■ THE PROBLEM ■
Copy verbatim the material from its first line to the line that holds "## Checklist", including that line.

■ RECORDS SHOWN ■
PR #4918, opened 2020-10-19
Added file manager for solution files

ANUSHIYAPRIYA:
## Motivation and Context

This is the next step after PR #4861.
The instructor can now upload solution files on the Automated Testing page. 

## Your Changes

**Description**:
Added file manager for the solution files.

## Testing

Manually tested in the UI and also added tests.

## Checklist


app/models/assignment.rb
```diff
@@ -1213,6 +1214,19 @@ def create_autotest_dirs
     FileUtils.mkdir_p self.autotest_files_dir
   end
 
+  def create_autotest_test_student
+    group_name = self.short_identifier + '_test_student_group'
```
mishaschwartz, line 1218: use the same group for all assignments

app/models/assignment.rb
```diff
@@ -1213,6 +1214,19 @@ def create_autotest_dirs
...
+    user_name = self.short_identifier + '_test_student'
```
mishaschwartz, line 1219: use the same TestStudent user for all assignments

app/views/automated_tests/_form.html.erb
```diff
@@ -7,7 +7,10 @@
   <script>
     document.addEventListener('DOMContentLoaded', () => {
       window.autotestManagerComponent = makeAutotestManager(document.getElementById('autotest-manager'),
-        { assignment_id: <%= @assignment.id %>});
+        { assignment_id: <%= @assignment.id %>,
+          grouping_id: <%= @assignment.groupings.joins(student_memberships: :user)
+                                      .where('users.type': 'TestStudent').first.id %>,
+          enableSubdirs: <%= allowed_to? :manage_subdirectories?, @assignment, with: SubmissionPolicy %> });
```
mishaschwartz, line 13: not needed. this permission only applies to actual student submissions. We should never restrict this for the solutions file manager

app/views/automated_tests/_form.html.erb
```diff
@@ -7,7 +7,10 @@
   <script>
     document.addEventListener('DOMContentLoaded', () => {
       window.autotestManagerComponent = makeAutotestManager(document.getElementById('autotest-manager'),
-        { assignment_id: <%= @assignment.id %>});
+        { assignment_id: <%= @assignment.id %>,
+          grouping_id: <%= @assignment.groupings.joins(student_memberships: :user)
```
mishaschwartz, line 11: don't do this here. Find or create the test student and its grouping and store it as an instance variable on the controller that renders this view. Or, create an association to the solution grouping on the assignment itself.

Also, change the prop name to something more descriptive. ex: `solution_grouping_id`

app/models/assignment.rb
```diff
@@ -79,6 +79,7 @@ class Assignment < Assessment
   has_many :starter_file_groups, dependent: :destroy, inverse_of: :assignment, foreign_key: :assessment_id
 
   after_create :create_autotest_dirs
+  after_create :create_autotest_test_student, if: -> { self.type == 'Assignment' }
```
mishaschwartz, line 82: only really needed if tests are enabled for this assignment. Think about a better place to create the relevant objects (maybe in a controller method).

app/assets/javascripts/Components/autotest_manager.jsx
```diff
@@ -316,6 +317,16 @@ class AutotestManager extends React.Component {
             disableActions={{rename: true}}
           />
         </fieldset>
+        <fieldset>
+          <legend><span>{I18n.t("submissions.files")}</span></legend>
+          <SubmissionFileManager
+            readOnly={!this.state.enable_test}
+            assignment_id={this.props.assignment_id}
+            grouping_id={this.props.grouping_id}
+            enableSubdirs={this.props.enableSubdirs}
```
mishaschwartz, line 326: should always be true here

app/assets/javascripts/Components/submission_file_manager.jsx
```diff
@@ -158,7 +158,7 @@ class SubmissionFileManager extends React.Component {
           />
         </div>
       );
-    } else {
+    } else if (!this.props.is_solution_file){
```
mishaschwartz, line 161: If you're trying to disable the file viewer, don't call the renderFileViewer function at all. Otherwise there is going to be the fieldset/legend/span etc. rendered without any content.

app/controllers/submissions_controller.rb
```diff
@@ -346,7 +346,8 @@ def update_files
         return
       end
     else
-      @grouping = @assignment.groupings.find(params[:grouping_id])
+      @grouping = @assignment.groupings.find(params[:grouping_id]) ||
+          @assignment.groupings.joins(student_memberships: :user).where('users.type': 'TestStudent').first
```
mishaschwartz, line 350: This should not be necessary, the `params[:grouping_id]` value should still be correct

config/locales/views/submissions/en.yml
```diff
@@ -55,6 +55,7 @@ en:
                                 Make sure you have worked on the most recent files before submitting."
 
     # Miscellaneous
+    files: "Solution Files"
```
mishaschwartz, line 58: put this in `locales/views/automated_tests` and name it something like `solution_files`, just `files` is not descriptive enough

mishaschwartz (changes requested):

app/assets/javascripts/Components/autotest_manager.jsx
```diff
@@ -316,6 +317,16 @@ class AutotestManager extends React.Component {
...
           />
         </fieldset>
+        <fieldset>
+          <legend><span>{I18n.t("automated_tests.solution_files")}</span></legend>
+          <SubmissionFileManager
+            readOnly={!this.state.enable_test}
+            assignment_id={this.props.assignment_id}
+            grouping_id={this.props.grouping_id}
+            enableSubdirs={true}
+            is_solution_file={true}
```
mishaschwartz, line 327: If the only purpose of this prop is to decide whether or not to render the file viewer, rename the prop to something that describes its function

app/controllers/automated_tests_controller.rb
```diff
@@ -30,6 +30,8 @@ def update
   def manage
     @assignment = Assignment.find(params[:assignment_id])
     @assignment.test_groups.build
+    find_or_create_test_student(params[:assignment_id])
```
mishaschwartz, line 33: why not have the `find_or_create_test_student` method return the grouping and then you don't need the query on the next line. If you do you might want to rename it to `find_or_create_test_grouping` so that its more obvious what the return value is.

app/controllers/automated_tests_controller.rb
```diff
@@ -220,4 +222,17 @@ def required_params
   def assignment_params
     params.require(:assignment).permit(*required_params)
   end
+
+  def find_or_create_test_student(assignment_id)
+    test_group = Group.find_or_create_by(group_name: 'test_student_group')
```
mishaschwartz, line 227: Since the Group.group_name attribute has to be unique, reserve this group name by assigning it to a constant in the Group class and add a validation to make sure that no other group can have this group_name. Otherwise you might end up with a real group that conflicts with this group_name.

Do the same thing below for the TestStudent.user_name.

app/controllers/automated_tests_controller.rb
```diff
@@ -220,4 +222,17 @@ def required_params
...
+    user = TestStudent.find_or_create_by(user_name: 'test_student',
+                                         first_name: 'Test', last_name: 'Student', hidden: true)
+    test_grouping = Grouping.find_by(group_id: test_group.id, assessment_id: assignment_id)
```
mishaschwartz, line 230: You can use `find_or_create_by` here as well and you can use it to find or create the student membership as well.

app/controllers/automated_tests_controller.rb
```diff
@@ -220,4 +222,17 @@ def required_params
   def assignment_params
     params.require(:assignment).permit(*required_params)
   end
+
+  def find_or_create_test_student(assignment_id)
+    test_group = Group.find_or_create_by(group_name: 'test_student_group')
+    user = TestStudent.find_or_create_by(user_name: 'test_student',
+                                         first_name: 'Test', last_name: 'Student', hidden: true)
```
mishaschwartz, line 229: I don't think the hidden is necessary here to create the TestStudent and in case the TestStudent has already been created but the hidden value has been switched, we'll end up accidentally creating a new one that we don't need.

mishaschwartz: Actually, the first_name and last_name could be accidentally changed later on as well. Instead, set the first and last name in the block passed to `find_or_create_by` instead (and do the same for the membership_status when you find or create the StudentMembership below).

app/controllers/automated_tests_controller.rb
```diff
@@ -220,4 +222,17 @@ def required_params
   def assignment_params
     params.require(:assignment).permit(*required_params)
   end
+
+  def find_or_create_test_student(assignment_id)
```
mishaschwartz, line 226: Think about what should happen if any of the objects don't get found or created in this method due to validation errors. What should be returned? What should be displayed to the user? Should successful changes be rolled back?

app/views/automated_tests/_form.html.erb
```diff
@@ -7,7 +7,9 @@
   <script>
     document.addEventListener('DOMContentLoaded', () => {
       window.autotestManagerComponent = makeAutotestManager(document.getElementById('autotest-manager'),
-        { assignment_id: <%= @assignment.id %>});
+        { assignment_id: <%= @assignment.id %>,
+          grouping_id: <%= @test_grouping.id %>
+        });
```
mishaschwartz, line 12: This is a really picky comment but... be consistent with where you place the brackets. See the default style (symmetrical) here: https://www.rubydoc.info/github/bbatsov/RuboCop/RuboCop/Cop/Layout/MultilineHashBraceLayout

app/assets/javascripts/Components/autotest_manager.jsx
```diff
@@ -5,6 +5,7 @@ import Form from 'react-jsonschema-form';
 import Datepicker from './date_picker'
 import FileUploadModal from './Modals/file_upload_modal'
 import AutotestSpecsUploadModal from "./Modals/autotest_specs_upload_modal";
+import {SubmissionFileManager} from "./submission_file_manager";
```
mishaschwartz, line 8: Good re-use of an existing component!

app/assets/javascripts/Components/autotest_manager.jsx
```diff
@@ -316,6 +317,16 @@ class AutotestManager extends React.Component {
             disableActions={{rename: true}}
           />
         </fieldset>
+        <fieldset>
```
mishaschwartz, line 320: This is good! We might decide later that we want to move this to its own page but if we do, it will be easy to just copy and paste this code.

mishaschwartz (changes requested):

app/models/user.rb
```diff
@@ -27,13 +27,17 @@ class User < ApplicationRecord
   validates_uniqueness_of   :id_number, :allow_nil => true
 
   validates_format_of       :type, with: /\AStudent|Admin|Ta|TestServer|TestStudent\z/
+  validates :user_name_of_user_class
```
mishaschwartz, line 30: https://edgeguides.rubyonrails.org/active_record_validations.html#exclusion

app/controllers/automated_tests_controller.rb
```diff
@@ -220,4 +221,29 @@ def required_params
...
+      user.first_name = 'Test'
+      user.last_name = 'Student'
+    end
+    test_groupings = test_student.groupings
+    test_grouping = test_groupings.find_by(assessment_id: assignment_id)
+    return test_grouping unless test_grouping.nil?
+
+    if test_groupings.empty?
+      test_group = Group.new
+      test_group.group_name = test_group.get_autogenerated_group_name
```
mishaschwartz, line 236: Have you tested this? I'm pretty sure you're going to have a problem here because the group doesn't have an `id` value.

app/controllers/automated_tests_controller.rb
```diff
@@ -220,4 +221,29 @@ def required_params
...
+      test_group.save
+    else
+      test_group = test_groupings.first.group
+    end
+    test_grouping = test_group.groupings.create!(assessment_id: assignment_id)
+    StudentMembership.find_or_create_by(user_id: test_student.id, grouping_id: test_grouping.id) do |membership|
+      membership.membership_status = StudentMembership::STATUSES[:inviter]
+    end
+    test_grouping
+  rescue ActiveRecord::RecordInvalid, RecordNotSaved
```
mishaschwartz, line 246: This will only catch an error if the grouping isn't created. What if the TestStudent, Group, or StudentMembership can't be created?

config/locales/views/automated_tests/en.yml
```diff
@@ -19,6 +20,7 @@ en:
       problems: "error"
     title: "Automated Testing"
     display_output_title: "Display test output to students?"
+    no_test_grouping_for_solution_files: "Unexpected error happened while loading solution files."
```
mishaschwartz, line 23: This doesn't really describe the error. Why not display the actual validation error messages instead?

spec/controllers/automated_tests_controller_spec.rb
```diff
@@ -8,14 +8,43 @@
       # TODO: write tests
     end
     context 'GET manage' do
-      before :each do
```
mishaschwartz, line 11: I don't understand why this block is removed and then just repeated a bunch of times below. You can just leave this one in place.

spec/controllers/automated_tests_controller_spec.rb
```diff
@@ -8,14 +8,43 @@
...
+      context 'Getting the test student grouping' do
+        context 'When the assignment already has test grouping' do
+          let(:test_student) { create(:test_student, user_name: User::TEST_STUDENT_USER_NAME) }
+          let(:group) { create(:group, group_name: 'test_student_group') }
+          let(:grouping) { create(:grouping, group: group, assignment: assignment) }
+          let!(:membership) { create(:inviter_student_membership, user: test_student, grouping: grouping) }
+          it 'should return the existing test grouping' do
+            get_as user, :manage, params: params
+            expect(assigns(:test_grouping)).to eq(grouping)
+            expect(assigns(:test_grouping).memberships.first).to eq(membership)
```
mishaschwartz, line 31: this should be a separate test

spec/controllers/automated_tests_controller_spec.rb
```diff
@@ -8,14 +8,43 @@
...
+            get_as user, :manage, params: params
+          end
+          it 'should return a newly created test grouping' do
+            expect(assigns(:test_grouping)).to be_truthy
+          end
+          it 'should return a grouping which belongs to a test student' do
+            user_id = assigns(:test_grouping).memberships.first.user_id
+            user = User.find(user_id)
+            expect(user.is_a?(TestStudent)).to be true
+            expect(user.groupings.find_by(assessment_id: assignment.id)).to eq(assigns(:test_grouping))
```
mishaschwartz, line 45: this should be a separate test

app/controllers/automated_tests_controller.rb
```diff
@@ -220,4 +221,29 @@ def required_params
...
+    flash_now(:error, I18n.t('automated_tests.no_test_grouping_for_solution_files'))
+  end
```
mishaschwartz, line 248: What does this method return if an error occurs?

spec/controllers/automated_tests_controller_spec.rb
```diff
@@ -8,14 +8,43 @@
...
+            expect(assigns(:test_grouping)).to eq(grouping)
+            expect(assigns(:test_grouping).memberships.first).to eq(membership)
+          end
+        end
+        context 'When there is no test grouping exists for the assignment' do
+          before :each do
+            get_as user, :manage, params: params
+          end
+          it 'should return a newly created test grouping' do
+            expect(assigns(:test_grouping)).to be_truthy
```
mishaschwartz, line 39: `be_truthy` is too broad of a check and I'm pretty sure will always be true even if an error occurs.

spec/controllers/automated_tests_controller_spec.rb
```diff
@@ -8,14 +8,43 @@
...
+        it 'User should be able to view the Automated Testing manage page' do
+          expect(response.status).to eq(200)
+        end
+        it 'should render the assignment_content layout' do
+          expect(response).to render_template('layouts/assignment_content')
+        end
       end
-      it 'should render the assignment_content layout' do
-        expect(response).to render_template('layouts/assignment_content')
+      context 'Getting the test student grouping' do
```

■ REPLY ■
PR #4918, opened 2020-10-19
Added file manager for solution files

ANUSHIYAPRIYA:
## Motivation and Context

This is the next step after PR #4861.
The instructor can now upload solution files on the Automated Testing page. 

## Your Changes

**Description**:
Added file manager for the solution files.

## Testing

Manually tested in the UI and also added tests.

## Checklist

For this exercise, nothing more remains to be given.